Beginning with the Bubble Sort
The Bubble Sort is named due to how its sorting mechanism moves data items around during its sorting
procedure. Heavy items “sink” to the bottom while smaller items “bubble” their way to the top by
comparing neighbors and checking for inversions – that is, two elements out of order that require a swap.
By comparing successive neighbors, we are guaranteed the max element in the last place after the first
pass, so we are able to optimize on this search by only inspecting neighbors in the unsorted part of the
array (the unsorted partition). This sort grows the sorted partition by one element (the largest) each pass,
and shrinks the unsorted partition accordingly.

(1) Download the provided MyArrayList class, and inside of it declare a method called intBubbleSort()
a. Note that MyArrayList has 3 arrays as its class fields; int[], char[], and String[]

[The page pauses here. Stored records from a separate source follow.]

PR #2784, opened 2025-05-07
fix: update configuration service when overriding configuration

metacosm:


metacosm:
Currently, the configuration information related to a reconciler can be inconsistent between what's returned by the `ConfigurationService` and what can be returned by `RuntimeInfo` from `RegisteredController` (which should be the correct version, in case they differ). The problem is `RuntimeInfo` is not very well known and not as widely used as `ConfigurationService`, which means that users can observe outdated configuration.

xstefank (approved):

csviri:
How can be that outdated, if it is immutable?

csviri:
Note that only change that now allow in runtime is changing watched namespaces through `RegisteredController`. After start no configuration other than this should be allowed.

PR #2785, opened 2025-05-08
improve: increase bounded cache IT GC timeout

csviri:
the test fails some times because of this


metacosm:
I don't really like that we need to keep increasing the time outs on the tests… to me, this seems to indicate that we maybe have some performance regression that we should look into. 😞

csviri:
This is has nothing to do with us ( fortunately ) this is a test which is quite separated from others and the value was low. But all we do is just call delete on primary and GC of K8S is taking care. But indeed on k8s side it seems it got slower but not sure.

metacosm (approved):

PR #2790, opened 2025-05-09
improve: remove fabric8 related daily build

csviri:
This never worked properly as far I can remember and creates lots of noise (daily fail email).
One of the problem is that the card generator maven plugin does not seems to be released in snapshot repo.


metacosm:
I'm fine removing it.

metacosm (approved):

b. public void intBubbleSort()
//needs no input, as the list is instance data
i. See the pseudocode in the book or the slides for help on how to implement the
bubble sort method
ii. Implement a helper method called “public void swapInts ( int[] intList, int j )” to
call from your intBubbleSort() to swap the elements for you
(2) Download the SortDriver.java which contains the main method to test your code.
a. The arrays get populated with random values in constructor.
b. Print the list out using toString(); it should appear unsorted.
c. In driver, uncomment the call to your intBubbleSort () method and output the list, this
time in sorted order. Be sure to get the correct output.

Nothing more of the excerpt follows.